A new analysis in Nature finds that climate change has likely played a relatively small role in driving armed conflict so far. But if temperatures reach more than 2 °C above preindustrial levels, it may substantially increase violence around the globe.

The methods: The paper published on Wednesday synthesized the judgments from a group of 11 highly cited climate and conflict experts at Stanford, the University of Exeter, the Peace Research Institute Oslo, and elsewhere.

The findings: Shifting climate conditions have “substantially increased” the likelihood of armed conflict breaking out in only about 5% of instances when it has in the past century, according to the mean estimate among the experts. Other factors were far more influential in raising conflict risks, including greater levels of poverty, inequality between groups, and a recent history of violent conflict.

But if temperatures rise by 2 °C, there is a 13% chance of substantial increase in the risk of armed conflict, the analysis found.
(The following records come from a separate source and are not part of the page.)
PR #619, opened 2016-01-13
Add ability for the sitemap to be configured to include asset files from the DAM, such as PDFs.

HitmanInWis:
Add ability for the sitemap to be configured to include asset files from the DAM, such as PDFs.

### DIFF
--- a/bundle/src/main/java/com/adobe/acs/commons/wcm/impl/SiteMapServlet.java
+++ b/bundle/src/main/java/com/adobe/acs/commons/wcm/impl/SiteMapServlet.java
@@ -20,15 +20,15 @@
 package com.adobe.acs.commons.wcm.impl;
 
 import java.io.IOException;
-import java.util.Calendar;
-import java.util.Iterator;
-import java.util.Map;
+import java.util.*;
 
 import javax.servlet.ServletException;
 import javax.xml.stream.XMLOutputFactory;
 import javax.xml.stream.XMLStreamException;
 import javax.xml.stream.XMLStreamWriter;
 
+import com.day.cq.dam.api.Asset;
+import org.apache.commons.lang3.StringUtils;
 import org.apache.commons.lang3.time.FastDateFormat;
 import org.apache.felix.scr.annotations.Activate;
 import org.apache.felix.scr.annotations.Component;
@@ -39,6 +39,7 @@ import org.apache.felix.scr.annotations.Reference;
 import org.apache.felix.scr.annotations.Service;
 import org.apache.sling.api.SlingHttpServletRequest;
 import org.apache.sling.api.SlingHttpServletResponse;
+import org.apache.sling.api.resource.Resource;
 import org.apache.sling.api.resource.ResourceResolver;
 import org.apache.sling.api.resource.ValueMap;
 import org.apache.sling.api.servlets.SlingSafeMethodsServlet;
@@ -78,13 +79,21 @@ public final class SiteMapServlet extends SlingSafeMethodsServlet {
             description = "If true, the last modified value will be included in the sitemap.")
     private static final String PROP_INCLUDE_LAST_MODIFIED = "include.lastmod";
 
-    @Property(label = "Change Frequency Properties",
+    @Property(label = "Change Frequency Properties", unbounded = PropertyUnbounded.ARRAY,
             description = "The set of JCR property names which will contain the change frequency value.")
     private static final String PROP_CHANGE_FREQUENCY_PROPERTIES = "changefreq.properties";
 
-    @Property(label = "Priority Properties",
+    @Property(label = "Priority Properties", unbounded = PropertyUnbounded.ARRAY,
             description = "The set of JCR property names which will contain the priority value.")
     private static final String PROP_PRIORITY_PROPERTIES = "priority.properties";
+
+    @Property(label = "DAM Folder Property",
+            description = "The JCR property name which will contain DAM folders to include in the sitemap.")
+    private static final String PROP_DAM_ASSETS_PROPERTY = "damassets.property";
+
+    @Property(label = "DAM Asset MIME Types", unbounded = PropertyUnbounded.ARRAY,
+            description = "MIME types allowed for DAM assets.")
+    private static final String PROP_DAM_ASSETS_TYPES = "damassets.types";
 
     private static final String NS = "http://www.sitemaps.org/schemas/sitemap/0.9";
 
@@ -99,6 +108,10 @@ public final class SiteMapServlet extends SlingSafeMethodsServlet {
 
     private String[] priorityProperties;
 
+    private String damAssetProperty;
+
+    private List<String> damAssetTypes;
+
     @Activate
     protected void activate(Map<String, Object> properties) {
         this.externalizerDomain = PropertiesUtil.toString(properties.get(PROP_EXTERNALIZER_DOMAIN),
@@ -106,6 +119,8 @@ public final class SiteMapServlet extends SlingSafeMethodsServlet {
         this.includeLastModified = PropertiesUtil.toBoolean(properties.get(PROP_INCLUDE_LAST_MODIFIED), DEFAULT_INCLUDE_LAST_MODIFIED);
         this.changefreqProperties = PropertiesUtil.toStringArray(properties.get(PROP_CHANGE_FREQUENCY_PROPERTIES), new String[0]);
         this.priorityProperties = PropertiesUtil.toStringArray(properties.get(PROP_PRIORITY_PROPERTIES), new String[0]);
+        this.damAssetProperty = PropertiesUtil.toString(properties.get(PROP_DAM_ASSETS_PROPERTY), "");
+        this.damAssetTypes = Arrays.asList(PropertiesUtil.toStringArray(properties.get(PROP_DAM_ASSETS_TYPES), new String[0]));
     }
 
     @Override
@@ -131,12 +146,51 @@ public final class SiteMapServlet extends SlingSafeMethodsServlet {
                 write(children.next(), stream, resourceResolver);
             }
 
+            if (damAssetTypes.size() > 0 && damAssetProperty.length() > 0) {
+                for (Resource assetFolder : getAssetFolders(page, resourceResolver)) {
+                    writeAssets(stream, assetFolder, resourceResolver);
+                }
+            }
+
             stream.writeEndElement();
 
             stream.writeEndDocument();
         } catch (XMLStreamException e) {
             throw new IOException(e);
         }
+    }
+
+    private Collection<Resource> getAssetFolders(Page page, ResourceResolver resolver) {
+        Map<String, Resource> allAssetFolders = new TreeMap<String, Resource>();
+        ValueMap properties = page.getProperties();
+        String[] configuredAssetFolderPaths = properties.get(damAssetProperty, String[].class);
+        if (configuredAssetFolderPaths != null) {
+            for (String configuredAssetFolderPath : configuredAssetFolderPaths) {
+                if (StringUtils.isNotBlank(configuredAssetFolderPath)) {
+                    Resource configuredAssetFolder = resolver.getResource(configuredAssetFolderPath);
+                    if (configuredAssetFolder != null && configuredAssetFolder.isResourceType("sling:OrderedFolder")) {
+                        for (Resource assetFolder : getAssetFolders(configuredAssetFolder)) {
+                            if (!allAssetFolders.containsKey(assetFolder.getPath())) {
+                                allAssetFolders.put(assetFolder.getPath(), assetFolder);
+                            }
+                        }
+                    }
+                }
+            }
+        }
+        return allAssetFolders.values();
+    }
+
+    private List<Resource> getAssetFolders(Resource assetFolder) {
+        List<Resource> damFolders = new ArrayList<Resource>();
+        damFolders.add(assetFolder);
+        for (Iterator<Resource> children = assetFolder.listChildren(); children.hasNext();) {
+            Resource assetFolderChild = children.next();
+            if (assetFolderChild.isResourceType("sling:OrderedFolder")) {
+                damFolders.addAll(getAssetFolders(assetFolderChild));
+            }
+        }
+        return damFolders;
     }
 
     private void write(Page page, XMLStreamWriter stream, ResourceResolver resolver) throws XMLStreamException {
@@ -159,6 +213,41 @@ public final class SiteMapServlet extends SlingSafeMethodsServlet {
         writeFirstPropertyValue(stream, "priority", priorityProperties, properties);
 
         stream.writeEndElement();
+    }
+
+    private void writeAsset(Asset asset, XMLStreamWriter stream, ResourceResolver resolver) throws XMLStreamException {
+        stream.writeStartElement(NS, "url");
+
+
+        String loc = externalizer.externalLink(resolver, externalizerDomain, asset.getPath());
+        writeElement(stream, "loc", loc);
+
+        if (includeLastModified) {
+            long lastModified = asset.getLastModified();
+            if (lastModified > 0) {
+                writeElement(stream, "lastmod", DATE_FORMAT.format(lastModified));
+            }
+        }
+
+        final ValueMap properties = asset.adaptTo(Resource.class).getChild("jcr:content").getValueMap();
+        writeFirstPropertyValue(stream, "changefreq", changefreqProperties, properties);
+        writeFirstPropertyValue(stream, "priority", priorityProperties, properties);
+
+        stream.writeEndElement();
+    }
+
+    private void writeAssets(final XMLStreamWriter stream, final Resource assetFolder, final ResourceResolver resolver)
+            throws XMLStreamException {
+        for (Iterator<Resource> children = assetFolder.listChildren(); children.hasNext();) {
+            Resource assetFolderChild = children.next();
+            if (assetFolderChild.isResourceType("dam:Asset")) {
+                Asset asset = assetFolderChild.adaptTo(Asset.class);
+
+                if (damAssetTypes.contains(asset.getMimeType())) {
+                    writeAsset(asset, stream, resolver);
+                }
+            }
+        }
     }
 
     private void writeFirstPropertyValue(final XMLStreamWriter stream, final String elementName, final String[] propertyNames,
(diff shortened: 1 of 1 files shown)


HitmanInWis:
Oops...did not mean to submit this yet...sorry.  Wish I could delete, but I'll just close for now.

venturewise:
I am looking forward to this :-)

HitmanInWis:
Awesome, we'll have it up for PR shortly - just doing internal review first.

bundle/src/main/java/com/adobe/acs/commons/wcm/impl/SiteMapServlet.java
```diff
@@ -78,14 +79,22 @@
             description = "If true, the last modified value will be included in the sitemap.")
     private static final String PROP_INCLUDE_LAST_MODIFIED = "include.lastmod";
 
-    @Property(label = "Change Frequency Properties",
```
HitmanInWis: Change Frequency Properties and Priority Properties were existing in the current impl, and were being treated in code as multi-value, but the configs themselves were only simple strings. As such, updated to make them configurable as multiple values.

bundle/src/main/java/com/adobe/acs/commons/wcm/impl/SiteMapServlet.java
```diff
@@ -78,14 +79,22 @@
...
             description = "The set of JCR property names which will contain the priority value.")
     private static final String PROP_PRIORITY_PROPERTIES = "priority.properties";
 
+    @Property(label = "DAM Folder Property",
+            description = "The JCR property name which will contain DAM folders to include in the sitemap.")
+    private static final String PROP_DAM_ASSETS_PROPERTY = "damassets.property";
+
+    @Property(label = "DAM Asset MIME Types", unbounded = PropertyUnbounded.ARRAY,
+            description = "MIME types allowed for DAM assets.")
+    private static final String PROP_DAM_ASSETS_TYPES = "damassets.types";
```
HitmanInWis: This allows the servlet to be configured to only allow certain file types, such as "application/pdf" to include just PDF files.

bundle/src/main/java/com/adobe/acs/commons/wcm/impl/SiteMapServlet.java
```diff
@@ -139,6 +160,39 @@ protected void doGet(SlingHttpServletRequest request, SlingHttpServletResponse r
         }
     }
 
+    private Collection<Resource> getAssetFolders(Page page, ResourceResolver resolver) {
+        Map<String, Resource> allAssetFolders = new TreeMap<String, Resource>();
+        ValueMap properties = page.getProperties();
+        String[] configuredAssetFolderPaths = properties.get(damAssetProperty, String[].class);
+        if (configuredAssetFolderPaths != null) {
+            for (String configuredAssetFolderPath : configuredAssetFolderPaths) {
```
HitmanInWis: For each configured DAM Asset folder, find all subfolders and add to the list as well. Code filters out duplicates so that if a user specifies two folders where one is a child of the other the assets are not added to the sitemap twice.

HitmanInWis:
Do I need to create a corresponding PR on the https://github.com/Adobe-Consulting-Services/adobe-consulting-services.github.io for documentation of the new configs?

davidjgonzalez:
@HitmanInWis exactly!

bundle/src/main/java/com/adobe/acs/commons/wcm/impl/SiteMapServlet.java
```diff
@@ -139,6 +160,39 @@ protected void doGet(SlingHttpServletRequest request, SlingHttpServletResponse r
         }
     }
 
+    private Collection<Resource> getAssetFolders(Page page, ResourceResolver resolver) {
```
davidjgonzalez: Just to make sure i understand .. this is getting the list of DAM Asset "folder" paths, and then traversing their sub-trees, collecting all the folders under them, which (the folder list) is used later to collect all the assets?

WDYT about forgoing this collection and just walk the resource tree from this list of root folders?

https://github.com/Adobe-Consulting-Services/acs-aem-samples/blob/master/bundle/src/main/java/com/adobe/acs/samples/resources/SampleResourceVisitor.java

https://docs.adobe.com/content/docs/en/cq/5-6-1/javadoc/index.html?org/apache/sling/api/resource/AbstractResourceVisitor.html

bundle/src/main/java/com/adobe/acs/commons/wcm/impl/SiteMapServlet.java
```diff
@@ -139,6 +160,39 @@ protected void doGet(SlingHttpServletRequest request, SlingHttpServletResponse r
...
+        Map<String, Resource> allAssetFolders = new TreeMap<String, Resource>();
+        ValueMap properties = page.getProperties();
+        String[] configuredAssetFolderPaths = properties.get(damAssetProperty, String[].class);
+        if (configuredAssetFolderPaths != null) {
+            for (String configuredAssetFolderPath : configuredAssetFolderPaths) {
+                if (StringUtils.isNotBlank(configuredAssetFolderPath)) {
+                    Resource configuredAssetFolder = resolver.getResource(configuredAssetFolderPath);
+                    if (configuredAssetFolder != null && configuredAssetFolder.isResourceType("sling:OrderedFolder")) {
```
justinedelson: why is this only sling:OrderedFolder nodes?

bundle/src/main/java/com/adobe/acs/commons/wcm/impl/SiteMapServlet.java
```diff
@@ -139,6 +160,39 @@ protected void doGet(SlingHttpServletRequest request, SlingHttpServletResponse r
...
+        }
+        return allAssetFolders.values();
+    }
+
+    private List<Resource> getAssetFolders(Resource assetFolder) {
+        List<Resource> damFolders = new ArrayList<Resource>();
+        damFolders.add(assetFolder);
+        for (Iterator<Resource> children = assetFolder.listChildren(); children.hasNext();) {
+            Resource assetFolderChild = children.next();
+            if (assetFolderChild.isResourceType("sling:OrderedFolder")) {
```
justinedelson: why is this only sling:OrderedFolder nodes?

bundle/src/main/java/com/adobe/acs/commons/wcm/impl/SiteMapServlet.java
```diff
@@ -161,6 +215,44 @@ private void write(Page page, XMLStreamWriter stream, ResourceResolver resolver)
...
+        writeElement(stream, "loc", loc);
+
+        if (includeLastModified) {
+            long lastModified = asset.getLastModified();
+            if (lastModified > 0) {
+                writeElement(stream, "lastmod", DATE_FORMAT.format(lastModified));
+            }
+        }
+
+        Resource contentResource = asset.adaptTo(Resource.class).getChild("jcr:content");
```
justinedelson: I think (but worth doublechecking) that asset.adaptTo(ValueMap.class) would work here and be a bit cleaner.

bundle/src/main/java/com/adobe/acs/commons/wcm/impl/SiteMapServlet.java
justinedelson: good catch

bundle/src/main/java/com/adobe/acs/commons/wcm/impl/SiteMapServlet.java
```diff
@@ -20,15 +20,15 @@
 package com.adobe.acs.commons.wcm.impl;
 
 import java.io.IOException;
-import java.util.Calendar;
-import java.util.Iterator;
-import java.util.Map;
+import java.util.*;
```
justinedelson: IIRC, our checkstyle rules technically prohibit the use of star imports...

bundle/src/main/java/com/adobe/acs/commons/wcm/impl/SiteMapServlet.java
```diff
@@ -78,14 +79,22 @@
...
     private static final String PROP_CHANGE_FREQUENCY_PROPERTIES = "changefreq.properties";
 
-    @Property(label = "Priority Properties",
+    @Property(label = "Priority Properties", unbounded = PropertyUnbounded.ARRAY,
             description = "The set of JCR property names which will contain the priority value.")
     private static final String PROP_PRIORITY_PROPERTIES = "priority.properties";
 
+    @Property(label = "DAM Folder Property",
+            description = "The JCR property name which will contain DAM folders to include in the sitemap.")
+    private static final String PROP_DAM_ASSETS_PROPERTY = "damassets.property";
```
justinedelson: Just so I'm clear, the way this works is that on the root page (or whatever page is being requested for the site map), this property get set to point to one or more asset folders. Makes sense, although I think it would be better to make this an array of property names, similar to the priority and change frequency ones.

bundle/src/main/java/com/adobe/acs/commons/wcm/impl/SiteMapServlet.java
justinedelson: Just thinking out loud... does this make sense to configure at the servlet level or the page level (next to the folders). I can't think of a reason why it would matter one way or the other, just thought I'd throw it out there.

justinedelson: Oooh, but I see you have to set this. Could we treat * (or something like that) as a special value to allow all?

bundle/src/main/java/com/adobe/acs/commons/wcm/impl/SiteMapServlet.java
```diff
@@ -161,6 +215,44 @@ private void write(Page page, XMLStreamWriter stream, ResourceResolver resolver)
...
+    }
+
+    private void writeAssets(final XMLStreamWriter stream, final Resource assetFolder, final ResourceResolver resolver)
+            throws XMLStreamException {
+        for (Iterator<Resource> children = assetFolder.listChildren(); children.hasNext();) {
+            Resource assetFolderChild = children.next();
+            if (assetFolderChild.isResourceType("dam:Asset")) {
+                Asset asset = assetFolderChild.adaptTo(Asset.class);
+
+                if (damAssetTypes.contains(asset.getMimeType())) {
```
justinedelson: WDYT about making this a bit more flexible so I could specify something like image/* (for all image mimetypes) ? I guess we could always add that later as it would be totally backwards compatible.

justinedelson:
This generally looks good. Of my comments, only the one about the node type restriction is critical. The rest (especially the mime-type handling) could be handled later.

bundle/src/main/java/com/adobe/acs/commons/wcm/impl/SiteMapServlet.java
davidjgonzalez: I assume because  I ootb DAM folders are ordered- but agree. IMO the Folders aren't what's interesting; it should be walking the tree for dam:Assets..  The collection method is double duty: first collecting all sub folders and then iterate over this folder list for assets. .. This is what using the resource visitor comment (above) is about.

justinedelson: Yes, but they can be made sling:Folder nodes by way of a checkbox. If we need to be doing any node type check here (which to your point may be avoidable), we should see if the node type extends nt:folder. Which unfortunately can only be done with the JCR API (I think).

davidjgonzalez: right - forgot that was added. either way - agree. 

I cant think of a good reason not to traverse and key off dam:Asset making the type the containers nodes irrelevant (its either a dam:Asset or it isn't)

davidjgonzalez: made a PR to the orig here: https://github.com/HS2-SOLUTIONS/acs-aem-commons/pull/2

that uses a resource visitor and removes the need to check for the containing node type.

bundle/src/main/java/com/adobe/acs/commons/wcm/impl/SiteMapServlet.java
HitmanInWis: It's the only folder type I saw in the DAM.  I tried "nt:folder" and "sling:Folder" but apparently neither of those are supertypes of "sling:OrderedFolder", as neither worked.

Alternatively, I didn't want to arbitrarily just check a node for children and assume it is a folder based on that, to avoid things like subassets or whatever other nodes might be in the DAM.

bundle/src/main/java/com/adobe/acs/commons/wcm/impl/SiteMapServlet.java
HitmanInWis: I went super-restrictive out of paranoia :)
Considering it is a configurable OSGI config, a new MIME can always on the fly by admins as needed.

Do you think it's desirable enough to have a wildcard that we should get it in the first cut?  Otherwise I agree that someone could always add the option later.

bundle/src/main/java/com/adobe/acs/commons/wcm/impl/SiteMapServlet.java
HitmanInWis: I see the comments above now too, regarding simply checking all children if they are DAM Assets.  I suppose that would work...just didn't know what constructs other than folders would contain Assets AND authors would expect those items to then be included in the sitemap.

One thing worth noting ... I collected asset folders first so that I could sift out duplicates.  I could do it all in one shot (filtering out duplicate assets as we go) this just felt a little more clean in that here we gather all the folders and handle dupes, then the other code simply handles just writing the assets (similar to how code is "just writing" the pages) to the sitemap.

bundle/src/main/java/com/adobe/acs/commons/wcm/impl/SiteMapServlet.java
justinedelson: > Do you think it's desirable enough to have a wildcard that we should get it in the first cut? 
Dunno. Let's skip it for now and see what the feedback is.

bundle/src/main/java/com/adobe/acs/commons/wcm/impl/SiteMapServlet.java
HitmanInWis: Answered the wildcard comment below.  Let's continue the discussion down there.

bundle/src/main/java/com/adobe/acs/commons/wcm/impl/SiteMapServlet.java
HitmanInWis: I did consider that actually, especially since priority/frequency have multiple values.  I decided against it because it felt like a property that an engineer is going to have to add a specific field to pages for, and there would never be a "real" need for mutliple different names for that property.  That said, for the sake of consistency I'd be happy to make the change if you think it's better that way.

bundle/src/main/java/com/adobe/acs/commons/wcm/impl/SiteMapServlet.java
HitmanInWis: Good question on whether accepted MIME types should be configured at the page level or the servlet level.  I think for a first cut configuration at the servlet level is a good start for simplicity sake.  If we allow filtering MIME types at the folder level, then we'd have to handle things like a parent folder configured one way with a child folder configured a different way.  If someone needs that level of functionality we could update this later in a backward-compatible way by making the OSGI configuration the default and allowing overrides at the page level.

bundle/src/main/java/com/adobe/acs/commons/wcm/impl/SiteMapServlet.java
HitmanInWis: Responded to the ResourceVisitor refactor on https://github.com/HS2-SOLUTIONS/acs-aem-commons/pull/2.  Let's continue the conversation there.

bundle/src/main/java/com/adobe/acs/commons/wcm/impl/SiteMapServlet.java
davidjgonzalez: Duplicates? is this if there are multiple Dam Paths configures with one being under another .. ex.

For instance, do you mean if the sitemap was configured with 2 DAM Paths:

* /content/dam/demo/documents/brochures
* /content/dam/demo/documents

I expect it would be quicker to do the check on the list of paths to traverse first. In this case, you wouldnt traverse `/content/dam/demo/documents/brochures` since you have a ancestor rule to traverse `/content/dam/demo/documents`

I just worry that these traversals could get expensive on large DAMs, so would be nice to minimize as much as possible.

bundle/src/main/java/com/adobe/acs/commons/wcm/impl/SiteMapServlet.java
HitmanInWis: Gave it a shot, but asset.adaptTo(ValueMap.class) is returning null.

bundle/src/main/java/com/adobe/acs/commons/wcm/impl/SiteMapServlet.java
HitmanInWis: Yes, that's the exact scenario I'm preventing.  But you're absolutely right in that I should be able to simply look at the paths and filter out the dupes.  Seems like a good idea to prevent some unnecessary traversal.  I'll look into it.

davidjgonzalez: Good call on that corner case though; i hadnt thought of it but could totally see it happening.

bundle/src/main/java/com/adobe/acs/commons/wcm/impl/SiteMapServlet.java
HitmanInWis: This is now resolved.  Configured IntelliJ to behave better :)

HitmanInWis:
Regarding the check of `sling:OrderedFolder` type...are we thinking that I should omit that check all together, and simply traverse children of any nodes as if they are folders (regardless of their actual node type)?

justinedelson:
I think we have to remove the node type check. It's possible to create `sling:Folder` nodes by unchecking the "Re-orderable" checkbox in the UI and it is legal to have `nt:folder` nodes. I think doing a general traversal, stopping at `dam:Asset` nodes (so that you don't get subassets) makes sense.

HitmanInWis:
Latest commit removes the check for `sling:OrderedFolder` type.  Note that this does allow a user to specify the path of a DAM asset as a "folder", which would then allow the subassets of that particular asset to be picked up.  But that's really no different than before where a user could specify a subassets folder directly.

HitmanInWis:
Added PR for documentation as well: https://github.com/Adobe-Consulting-Services/adobe-consulting-services.github.io/pull/39

justinedelson:
Merged. Thanks!

PR #627, opened 2016-01-18
Nicer solution to support both scr pre 2.0 and scr 2.0 for disabling

### LINKED ISSUE #622: With newest Felix SCR, ACS AEM Commons doesn't resolve
The latest (2.0.0) version of Felix SCR removes the `org.apache.felix.scr` package in favor of the standardized `org.osgi.service.component.runtime` package. As a result, ACS AEM Commons no longer resolves (since we import this bundle). We should find a way to support this while being cross-compatible.

kwin:
components.
This is an alternative to the solution relying on ECMAScript.

This closes #622.


justinedelson:
This PR is not backwards compatible and introduces new API, neither of which should be necessary.

PR #628, opened 2016-01-18
provide non-ECMAScript mechanism for choosing the correct implementat…

justinedelson:
…ion for the ComponentDisabler


justinedelson:
fair enough. check out the changes in cc8d5b1

PR #630, opened 2016-01-18
Feature/607 oak ensure index

joerghoh:
Added more features:
* the automatic application of an EnsureOakIndex definition can be disabled (default: enabled)
* there is the EnsureOakIndexManager which control the EnsureOakIndex instances

These features allow you to have a much better control of the EnsureOakIndex process; for example you can apply them based on a scheduling.

* MBean support


joerghoh:
this pull request contains way too much individual commits, obviously the branch has not been setup correctly. I will close it and create a new one with only the relevant pieces.

PR #631, opened 2016-01-19
More features for EnsureOakIndex

joerghoh:
Compared with an earlier pull request I fixed my local history (obviously I applied some changes to my local master which I was no longer aware of).

Nevertheless, here some new features for the EnsureOakIndex functionality:
* An EnsureOakIndex instance can be configured not apply the Oak Index immediately
* The individual EnsureOakIndex service instances can be controlled through the EnsureOakIndexManager to apply the instances now.

This gives you much more control, when you need to split the deployment of the EnsureOakIndex definition from the actual application of this change.

* MBean support. YAY!

Many thanks to Davide for review and refactoring!


joerghoh:
I rebased this branch, merging should work

davidjgonzalez:
LGTM! well let Travis give it the :+1: and merrrrge!

PR #638, opened 2016-01-22
Add a Sling Models 1.2 compliant injector-specific annotation.

### LINKED ISSUE #470: Provide an annotation for the AEM Objects Sling Models Injector
That way errors with the deployment become more obvious, as the annotation will then not be resolvable. Also there is no fallback to other injectors.

kwin:
All dependencies are marked optional to make sure the bundle still runs with AEM 6.0.

This fixes #470

### DIFF
--- a/bundle/src/main/java/com/adobe/acs/commons/models/injectors/impl/AemObjectInjector.java
+++ b/bundle/src/main/java/com/adobe/acs/commons/models/injectors/impl/AemObjectInjector.java
@@ -76,7 +76,7 @@ import java.lang.reflect.Type;
  * pre-configured from the current request.
  */
 @Property(name = Constants.SERVICE_RANKING, intValue = 4500)
-public final class AemObjectsInjector implements Injector {
+public final class AemObjectInjector implements Injector {
 
     private static final String COM_DAY_CQ_WCM_TAGS_DEFINE_OBJECTS_TAG = "com.day.cq.wcm.tags.DefineObjectsTag";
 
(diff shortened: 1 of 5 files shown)


bundle/src/main/java/com/adobe/acs/commons/models/injectors/impl/AemObjectInjector.java
```diff
@@ -76,7 +76,7 @@
  * pre-configured from the current request.
  */
 @Property(name = Constants.SERVICE_RANKING, intValue = 4500)
-public final class AemObjectsInjector implements Injector {
+public final class AemObjectInjector implements Injector {
```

That rises to a 26% chance if temperatures reach 4 °C. Global surface temperatures have already risen nearly 1 °C, and current energy and emissions trajectories suggest it’s almost certain they’ll reach 2 °C.

The mechanisms: Climate impacts such as higher temperatures, droughts, and floods can all create economic shocks by, among other things, reducing agricultural yields and driving up food prices. These shocks can, in turn, exacerbate other drivers of violence by deepening poverty or increasing inequality and tension between groups.

Addressing rising risks: The experts agreed that climate-related conflict risks can be reduced with investment in measures like crop insurance, training, improved food storage, conflict mediation, peacekeeping operations, and post-conflict reconstruction. But the odds of reducing those risks fall as temperature levels rise, the researchers found.